As with all things in computer science, there haven been successful implementations of anything that we see as unsolvable in a Unix-derivative. It's sad that so little of even non-research results has been incorporated into mainstream operating systems. I'm sure nickpsecurity can expand on this in detail, but let's just say Burroughs, VMS, Eros, L4 are all things that come to minds as ancient production quality software which solved issues fundamentally. For a newer strain have a look at Barrelfish.

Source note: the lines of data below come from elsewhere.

PR #2302, opened 2021-11-01
Reserved words service

Aierie:
Currently the reserved words service only detects words that exactly match the reserved words. This PR adds a reserved words service (since reserved words need to be used in multiple places), makes the profanity-matching a bit stricter (checks whether the string includes the reserved word, rather than matching it exactly), and removes a few words that will probably interfere with registration of usernames containing common non-profane english words, eg. `anal` in `analysis`.


backspace:
The [Scunthorpe problem](https://en.wikipedia.org/wiki/Scunthorpe_problem) 😬

Aierie:
We have the scunthorpe problem, in this PR's implementation..

jurgenwerk (approved):
Thanks for putting this in a service! It will come handy in other places too.

Regarding the existing profanity words list, I think it's quite narrow anyway and some words in there aren't even that bad. Some really terrible words are missing. Nasty stuff will always find a way to slip in 😐 I guess more important is to have the reserved words filter, such as "www", "ftp", "mail", and branded keywords.

PR #2306, opened 2021-11-01
web: Add Percy for visual diffs

backspace:
This adds full-width-only Percy snapshots at the end of acceptance tests for completed workflows, one for each type. It’s currently [configured](https://percy.io/Cardstack-1/-cardstack-web-client/settings) to only run on Chrome, as I think our interest is more in unknown regressions in our styling than browser-to-browser comparison.

There are some CSS overrides to hide frequently-changing strings and break workflows out of their containers so the snapshot can capture the entire thing. There are also some changes to prevent some strings from changing: using static example safe addresses instead of random ones and using a randomisation seed for merchant creation background colour in the test environment.


package.json
```diff
@@ -55,7 +55,8 @@
     "test:hub": "NODE_ENV=test cd packages/hub && yarn test",
     "test:did-resolver": "cd packages/did-resolver && yarn test",
     "test:discord-bot": "cd packages/discord-bot && yarn test",
-    "test:web-client": "cd packages/web-client && ember test",
+    "test:web-client": "cd packages/web-client && percy exec -- ember test",
+    "test:web-client:percy": "cd packages/web-client && ember test",
```
burieberry, line 59: Did you mean this the other way around? It doesn't look like the percy build ran because of the mixup

backspace: lol oops, fixed now, thank you

burieberry (approved):
Looks good. We can test how well this works when it's applied to #2280, which should be breaking a bunch of stuff.

PR #2310, opened 2021-11-02
Suggestion/further fixes

Aierie:
I think we technically also need a version bump for prepaid card issuance and withdrawal workflows, since these persist a "source token". Done in https://github.com/cardstack/cardstack/pull/2310/commits/dda01b3427eeb90ef2e9180aac65afae7c5a5d72

### DIFF
--- a/packages/web-client/app/components/card-pay/deposit-workflow/confirmation/index.ts
+++ b/packages/web-client/app/components/card-pay/deposit-workflow/confirmation/index.ts
@@ -35,9 +35,9 @@ class CardPayDepositWorkflowConfirmationComponent extends Component<WorkflowCard
 
   get receivedToken() {
     if (this.selectedTokenSymbol === 'CARD') {
-      return new TokenDisplayInfo('CARD.CPXD');
+      return new TokenDisplayInfo(this.layer2Network.bridgedCardTokenSymbol);
     } else {
-      return new TokenDisplayInfo('DAI.CPXD');
+      return new TokenDisplayInfo(this.layer2Network.bridgedDaiTokenSymbol);
     }
   }
 
--- a/packages/web-client/app/components/card-pay/layer-two-connect-card/index.ts
+++ b/packages/web-client/app/components/card-pay/layer-two-connect-card/index.ts
@@ -49,11 +49,11 @@ class CardPayLayerTwoConnectCardComponent extends Component<CardPayLayerTwoConne
   get balancesToShow() {
     return [
       {
-        symbol: 'DAI.CPXD',
+        symbol: this.layer2Network.bridgedDaiTokenSymbol,
         amount: this.layer2Network.defaultTokenBalance,
       },
       {
-        symbol: 'CARD.CPXD',
+        symbol: this.layer2Network.bridgedCardTokenSymbol,
         amount: this.layer2Network.cardBalance,
       },
     ].filter((o) => o.amount && !o.amount?.isZero());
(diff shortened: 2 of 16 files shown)


Aierie:
Didn't work on hardcoded mentions of `DAI.CPXD` in the UI... there are quite a few. We could change these, but it feels like they're not essential for this change? Downside is they might confuse folks who see them in development.

lukemelia:
IMO, the UI should continue to show .CPXD for bridged tokens  even in Sokol

packages/web-client/app/components/card-pay/layer-two-connect-card/index.ts
```diff
@@ -49,11 +49,11 @@ class CardPayLayerTwoConnectCardComponent extends Component<CardPayLayerTwoConne
   get balancesToShow() {
     return [
       {
-        symbol: 'DAI.CPXD',
+        symbol: this.layer2Network.bridgedDaiTokenSymbol,
```
lukemelia, line 52: This is for display purposes, which is why I left it. I guess I am OK either way and curious about other people's thoughts.

packages/web-client/app/components/card-pay/deposit-workflow/confirmation/index.ts
```diff
@@ -35,9 +35,9 @@ class CardPayDepositWorkflowConfirmationComponent extends Component<WorkflowCard
 
   get receivedToken() {
     if (this.selectedTokenSymbol === 'CARD') {
-      return new TokenDisplayInfo('CARD.CPXD');
+      return new TokenDisplayInfo(this.layer2Network.bridgedCardTokenSymbol);
```
lukemelia, line 38: This is also going to be awkwardly wrong on Sokol for now.

packages/web-client/app/utils/web3-strategies/layer2-chain.ts
```diff
@@ -123,7 +123,10 @@ export default abstract class Layer2ChainWeb3Strategy
   async fetchIssuePrepaidCardMinValues() {
     this.issuePrepaidCardSpendMinValue = Math.min(...faceValueOptions);
     this.issuePrepaidCardDaiMinValue = new BN(
-      await this.convertFromSpend('DAI', this.issuePrepaidCardSpendMinValue)
+      await this.convertFromSpend(
+        this.bridgedDaiTokenSymbol,
```
lukemelia, line 127: Are you sure that the Oracle from the SDK method accepts 'DAI.CPXD' and 
'CARD.CPXD'?

packages/web-client/app/components/card-pay/deposit-workflow/confirmation/index.ts
Aierie: It is 😓

packages/web-client/app/utils/web3-strategies/layer2-chain.ts
Aierie: No, it doesn't. This is for the mapping in `TokenContractInfo` which resolves to `daiCpxd` and `cardCpxd`.

packages/web-client/app/components/card-pay/layer-two-connect-card/index.ts
Aierie: The safe balance card shows `DAI/CARD` on Sokol, not `DAI.CPXD/CARD.CPXD`. I don't mind either, but we should probably be consistent about this.

Aierie:
Probably not a big deal, but I'm thinking that leaving the hardcoded `.CPXD`s in is going to make it hard to figure out when the `CPXD` is a bug/unexpected and when it's not, when we're developing on Sokol.

packages/web-client/app/utils/web3-strategies/layer2-chain.ts
Aierie: Leaving it at `DAI` would work for Sokol but break in xDai

lukemelia: OK, let's go with it.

OpenBSD supports multiple cores fine as far as userland goes. If you have 8 cores and start 20 userland processes, they'll be scheduled on all 8 cores. But yes, the kernel itself is not as fine-grain multithreaded as some others. Whether that matters depends on whether waiting on the kernel turns out to be a bottleneck for your workload.
It might be ok for compute-only tasks that spread calculations over threads or processes in userland, but anything involving input/outpout (e.g. networking) will block.
Not at all, SMP opens a huge can of worms both for userland and kernel security. Suddenly you have all sorts of weird race conditions to deal with and in some kernels (cough XNU) logic bugs that stem directly from how kernel subsystems interact with threads. I don't blame OpenBSD for not going down that route.
Which is why DragonflyBSD was forked during the disagreement on FreeBSD's SMPng. Matt implemented more of a message passing system instead and Sepherosa Ziehau made all kinds of improvements to share as little as possible between cores and thus enable higher scalability in particular for networking.